Problem description >> Write out the full listing exactly as it appears below.

Data provided >>
PR #476, opened 2026-07-27
installer: show a progress bar with one live log line, not scrolling uv output

sammy-vastai:
#467 dropped `--quiet` from the wheel install so a TTY install showed progress. It showed too much: the CPython download plus ~40 `+ pkg==ver` lines scroll the "Get started" block off the screen, which is the one thing a first-time installer needs to read (a coworker missed it entirely).

At a TTY the install now renders as a fixed two-line region on stderr — a step bar plus one live log line that tails whatever `uv` is doing:

```
  Installing vastai 1.5.0 (Python 3.12) → /home/you/.local/share/vastai
  ⠹ ━━━━━━━━━━━━━━━───────────  60%  Installing vastai 1.5.0
    ↳  + cryptography==49.0.0
```

The region is erased when the install finishes, so the last thing on screen is the next-steps block. A full install leaves ~14 lines instead of ~60.

## How it works

- A background ticker animates the spinner; steps and tool output reach it through state files under the temp workdir. Both writers repaint with a single `printf`, so frames can't interleave, and a state change repaints immediately — a step that finishes inside a tick still shows.
- `ui_run` tails a command's output through `tee`; on failure `ui_fail` tears the region down and replays the tail, so `uv`'s own diagnostic ("No solution found when resolving dependencies…") is still what the user sees. No `tr`/`sed` in that pipe: they block-buffer into a pipe and hold every line back until the command exits.
- Widths come from `/dev/tty` first (`curl | bash` leaves stdin as the pipe), falling through to terminfo, with a sized-0 pty rejected. Nothing exceeds the terminal width. ASCII glyphs (`#`/`.`/`-\|/`) replace the Unicode ones outside UTF-8 locales.
- `INT`/`TERM`/`HUP` are trapped so Ctrl-C erases the region and restores the cursor instead of leaving it hidden.

## Unchanged without a TTY

CI and pipes get plain step lines and tool output straight through, no escape codes — `uv python install` keeps `--quiet` there as before. `VASTAI_PROGRESS=0|1` forces either mode.

## Testing

- 18/18 hermetic installer tests pass, 3 new: bar rendering with the hints surviving, the `VASTAI_PROGRESS=0` opt-out, and failure diagnostics surviving the region. The fake `uv` now emits real-shaped chatter and can fail on demand. A `run_install_tty` helper replaces the pty invocation duplicated across the three existing pty tests. `fresh_install` also asserts no escape codes when detached from a tty.
- `shellcheck -S style` clean.
- Real end-to-end installs against the production manifest, including through `curl … | bash`, at 45/50/80/100 columns, in a UTF-8 and an `LC_ALL=C` locale, plus a forced pip failure and a Ctrl-C mid-install.

[Screencast from 2026-07-27 10-45-26.webm](https://github.com/user-attachments/assets/57625d2d-93c9-4957-a780-a1139db44071)

### DIFF
--- a/docs/install-design.md
+++ b/docs/install-design.md
@@ -75,6 +75,26 @@ curl -fsSL https://vast.ai/install.sh | bash
    immediately (no PyPI index propagation window) — into an isolated venv.
    **System Python is never used, even if present.**
 
+### Install output at a terminal
+
+The bootstrap tools are chatty — a 33 MB CPython download, then ~40 `+ pkg==ver`
+lines — and that scrolled the "Get started" block off the screen, which is the
+one thing a first-time installer needs to read. So at a TTY the install renders
+as a fixed two-line region on stderr: a step bar plus a single live log line
+that tails whatever `uv` is doing (`Downloading cpython-… (32.6MiB)`, then
+package names). The region is erased when the install finishes, leaving ~9
+lines total, ending with the next steps.
+
+- A background ticker animates the spinner; steps and tool output reach it
+  through state files under the temp workdir, so a step change repaints
+  immediately and the two writers can never split a frame.
+- Tool output is tailed through `tee`, with the full copy replayed if that step
+  fails — a wrapped command's own diagnostics are the real error, so they must
+  outlive the region.
+- No TTY (CI, pipes) → plain step lines and tool output straight through, as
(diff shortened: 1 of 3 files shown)


vastzuby (approved):

vastzuby:
looks sick

PR #484, opened 2026-07-31
Client/host command classification with role-aware CLI display + auto-detection (CLN-3582)

sammy-vastai:
Renters (clients) no longer see host-only commands in `--help`/tab completion (machine management, listings, min-bid, maintenance, etc.); hosts see everything. Display-only — the server still enforces real permissions, so any command still runs if typed directly.

## How
- Every command is classified host-only or not (`is_host_only_command()` in `vastai/cli/parser.py`) via an explicit `host_only=` kwarg, a per-command override set, or a per-module default (`machines.py`, `metrics.py`). Unclassified defaults to visible.
- Role (`client`/`host`) is stored in `~/.config/vastai/vast_role`. Unset = client, the default.
- Auto-detected lazily on the user's next real command (`get_client()` → `ensure_host_role_detected()`), via `GET /users/current`'s `host_agreement_accepted` flag — resolves correctly even before a new host's first machine listing. Cached permanently once resolved; `vastai set role host|client` overrides manually.
- The existing hand-written `[Host]` help-text prefixes are preserved as-is — no auto-generated prefix.

## Validation
- `poetry run pytest tests/cli` — 458 passed
- `bash tests/installer/run_tests.sh` — 19 passed
- CI green end to end

[CLN-3582](https://vastai.atlassian.net/browse/CLN-3582)

### DIFF
--- a/tests/cli/test_auth_commands.py
+++ b/tests/cli/test_auth_commands.py
@@ -94,6 +94,7 @@ class TestSetApiKey:
         legacy_file = tmp_path / ".vast_api_key"
         monkeypatch.setattr("vastai.cli.util.APIKEY_FILE", str(key_file))
         monkeypatch.setattr("vastai.cli.util.APIKEY_FILE_HOME", str(legacy_file))
+        monkeypatch.setattr("vastai.api.machines.show_machines", lambda client: [])
         from vastai.cli.commands.auth import set__api_key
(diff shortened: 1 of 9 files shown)


sammy-vastai:
https://claude.ai/code/artifact/128fbf41-5e37-4bb4-b4ee-36fa2dbc7c8e?via=auto_preview

vastzuby (approved):

Issue #357, opened 2020-02-11
Bug with nil existing_user when resetting password


BintLopez:
## Context
When a new user was attempting to complete the onboarding flow, they hit the following error page when attempting to reset their password...

What the user sees...
![image](https://user-images.githubusercontent.com/5728859/74204852-8025da80-4c3a-11ea-8a1a-b009a0f076a9.png)

Screenshot of server logs...
![image](https://user-images.githubusercontent.com/5728859/74205402-d005a100-4c3c-11ea-8b73-2172b13316d5.png)

## Process
This appears to be due to a stale password reset token. To reproduce...
- do a password reset two times in a row
- click the password reset link in the first email
- the password reset page errors out

This is exaggerated in production due to Mailgun sending delays.

## Acceptance Criteria/Definition of Done
- Stale reset tokens should error out gracefully
  - graceful failure here would display a message to the user that their reset token is invalid and that they should check their email for a more recent password token. If it doesn't show up in 5 minutes, then the issue should be escalated to the lockbox support email addy
- Automated tests should be added for this scenario
- Should change production logging to warn instead of debug to prevent emails w/ reset tokens being leaked in the logs https://github.com/heartcombo/devise#password-reset-tokens-and-rails-logs

PR #359, opened 2020-02-11
render 404 and give flash alert for expired reset token

BintLopez:
## Changelog
- Adds error handling for stale reset token

## Link to issue:  
Fixes issue https://github.com/MidwestAccessCoalition/lockbox_rails/issues/357

- Adding automated tests

## Relevant Screenshots: 
image

## Are you ready for review?:

- [x] Added relevant tests
- [x] Linked PR to the issue

### DIFF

Answer to this exercise >>
PR #476, opened 2026-07-27
installer: show a progress bar with one live log line, not scrolling uv output

sammy-vastai:
#467 dropped `--quiet` from the wheel install so a TTY install showed progress. It showed too much: the CPython download plus ~40 `+ pkg==ver` lines scroll the "Get started" block off the screen, which is the one thing a first-time installer needs to read (a coworker missed it entirely).

At a TTY the install now renders as a fixed two-line region on stderr — a step bar plus one live log line that tails whatever `uv` is doing:

```
  Installing vastai 1.5.0 (Python 3.12) → /home/you/.local/share/vastai
  ⠹ ━━━━━━━━━━━━━━━───────────  60%  Installing vastai 1.5.0
    ↳  + cryptography==49.0.0
```

The region is erased when the install finishes, so the last thing on screen is the next-steps block. A full install leaves ~14 lines instead of ~60.

## How it works

- A background ticker animates the spinner; steps and tool output reach it through state files under the temp workdir. Both writers repaint with a single `printf`, so frames can't interleave, and a state change repaints immediately — a step that finishes inside a tick still shows.
- `ui_run` tails a command's output through `tee`; on failure `ui_fail` tears the region down and replays the tail, so `uv`'s own diagnostic ("No solution found when resolving dependencies…") is still what the user sees. No `tr`/`sed` in that pipe: they block-buffer into a pipe and hold every line back until the command exits.
- Widths come from `/dev/tty` first (`curl | bash` leaves stdin as the pipe), falling through to terminfo, with a sized-0 pty rejected. Nothing exceeds the terminal width. ASCII glyphs (`#`/`.`/`-\|/`) replace the Unicode ones outside UTF-8 locales.
- `INT`/`TERM`/`HUP` are trapped so Ctrl-C erases the region and restores the cursor instead of leaving it hidden.

## Unchanged without a TTY

CI and pipes get plain step lines and tool output straight through, no escape codes — `uv python install` keeps `--quiet` there as before. `VASTAI_PROGRESS=0|1` forces either mode.

## Testing

- 18/18 hermetic installer tests pass, 3 new: bar rendering with the hints surviving, the `VASTAI_PROGRESS=0` opt-out, and failure diagnostics surviving the region. The fake `uv` now emits real-shaped chatter and can fail on demand. A `run_install_tty` helper replaces the pty invocation duplicated across the three existing pty tests. `fresh_install` also asserts no escape codes when detached from a tty.
- `shellcheck -S style` clean.
- Real end-to-end installs against the production manifest, including through `curl … | bash`, at 45/50/80/100 columns, in a UTF-8 and an `LC_ALL=C` locale, plus a forced pip failure and a Ctrl-C mid-install.

[Screencast from 2026-07-27 10-45-26.webm](https://github.com/user-attachments/assets/57625d2d-93c9-4957-a780-a1139db44071)

### DIFF
--- a/docs/install-design.md
+++ b/docs/install-design.md
@@ -75,6 +75,26 @@ curl -fsSL https://vast.ai/install.sh | bash
    immediately (no PyPI index propagation window) — into an isolated venv.
    **System Python is never used, even if present.**
 
+### Install output at a terminal
+
+The bootstrap tools are chatty — a 33 MB CPython download, then ~40 `+ pkg==ver`
+lines — and that scrolled the "Get started" block off the screen, which is the
+one thing a first-time installer needs to read. So at a TTY the install renders
+as a fixed two-line region on stderr: a step bar plus a single live log line
+that tails whatever `uv` is doing (`Downloading cpython-… (32.6MiB)`, then
+package names). The region is erased when the install finishes, leaving ~9
+lines total, ending with the next steps.
+
+- A background ticker animates the spinner; steps and tool output reach it
+  through state files under the temp workdir, so a step change repaints
+  immediately and the two writers can never split a frame.
+- Tool output is tailed through `tee`, with the full copy replayed if that step
+  fails — a wrapped command's own diagnostics are the real error, so they must
+  outlive the region.
+- No TTY (CI, pipes) → plain step lines and tool output straight through, as
(diff shortened: 1 of 3 files shown)


vastzuby (approved):

vastzuby:
looks sick

PR #484, opened 2026-07-31
Client/host command classification with role-aware CLI display + auto-detection (CLN-3582)

sammy-vastai:
Renters (clients) no longer see host-only commands in `--help`/tab completion (machine management, listings, min-bid, maintenance, etc.); hosts see everything. Display-only — the server still enforces real permissions, so any command still runs if typed directly.

## How
- Every command is classified host-only or not (`is_host_only_command()` in `vastai/cli/parser.py`) via an explicit `host_only=` kwarg, a per-command override set, or a per-module default (`machines.py`, `metrics.py`). Unclassified defaults to visible.
- Role (`client`/`host`) is stored in `~/.config/vastai/vast_role`. Unset = client, the default.
- Auto-detected lazily on the user's next real command (`get_client()` → `ensure_host_role_detected()`), via `GET /users/current`'s `host_agreement_accepted` flag — resolves correctly even before a new host's first machine listing. Cached permanently once resolved; `vastai set role host|client` overrides manually.
- The existing hand-written `[Host]` help-text prefixes are preserved as-is — no auto-generated prefix.

## Validation
- `poetry run pytest tests/cli` — 458 passed
- `bash tests/installer/run_tests.sh` — 19 passed
- CI green end to end

[CLN-3582](https://vastai.atlassian.net/browse/CLN-3582)

### DIFF
--- a/tests/cli/test_auth_commands.py
+++ b/tests/cli/test_auth_commands.py
@@ -94,6 +94,7 @@ class TestSetApiKey:
         legacy_file = tmp_path / ".vast_api_key"
         monkeypatch.setattr("vastai.cli.util.APIKEY_FILE", str(key_file))
         monkeypatch.setattr("vastai.cli.util.APIKEY_FILE_HOME", str(legacy_file))
+        monkeypatch.setattr("vastai.api.machines.show_machines", lambda client: [])
         from vastai.cli.commands.auth import set__api_key
(diff shortened: 1 of 9 files shown)


sammy-vastai:
https://claude.ai/code/artifact/128fbf41-5e37-4bb4-b4ee-36fa2dbc7c8e?via=auto_preview

vastzuby (approved):

Issue #357, opened 2020-02-11
Bug with nil existing_user when resetting password


BintLopez:
## Context
When a new user was attempting to complete the onboarding flow, they hit the following error page when attempting to reset their password...

What the user sees...
![image](https://user-images.githubusercontent.com/5728859/74204852-8025da80-4c3a-11ea-8a1a-b009a0f076a9.png)

Screenshot of server logs...
![image](https://user-images.githubusercontent.com/5728859/74205402-d005a100-4c3c-11ea-8b73-2172b13316d5.png)

## Process
This appears to be due to a stale password reset token. To reproduce...
- do a password reset two times in a row
- click the password reset link in the first email
- the password reset page errors out

This is exaggerated in production due to Mailgun sending delays.

## Acceptance Criteria/Definition of Done
- Stale reset tokens should error out gracefully
  - graceful failure here would display a message to the user that their reset token is invalid and that they should check their email for a more recent password token. If it doesn't show up in 5 minutes, then the issue should be escalated to the lockbox support email addy
- Automated tests should be added for this scenario
- Should change production logging to warn instead of debug to prevent emails w/ reset tokens being leaked in the logs https://github.com/heartcombo/devise#password-reset-tokens-and-rails-logs

PR #359, opened 2020-02-11
render 404 and give flash alert for expired reset token

BintLopez:
## Changelog
- Adds error handling for stale reset token

## Link to issue:  
Fixes issue https://github.com/MidwestAccessCoalition/lockbox_rails/issues/357

- Adding automated tests

## Relevant Screenshots: 
image

## Are you ready for review?:

- [x] Added relevant tests
- [x] Linked PR to the issue

### DIFF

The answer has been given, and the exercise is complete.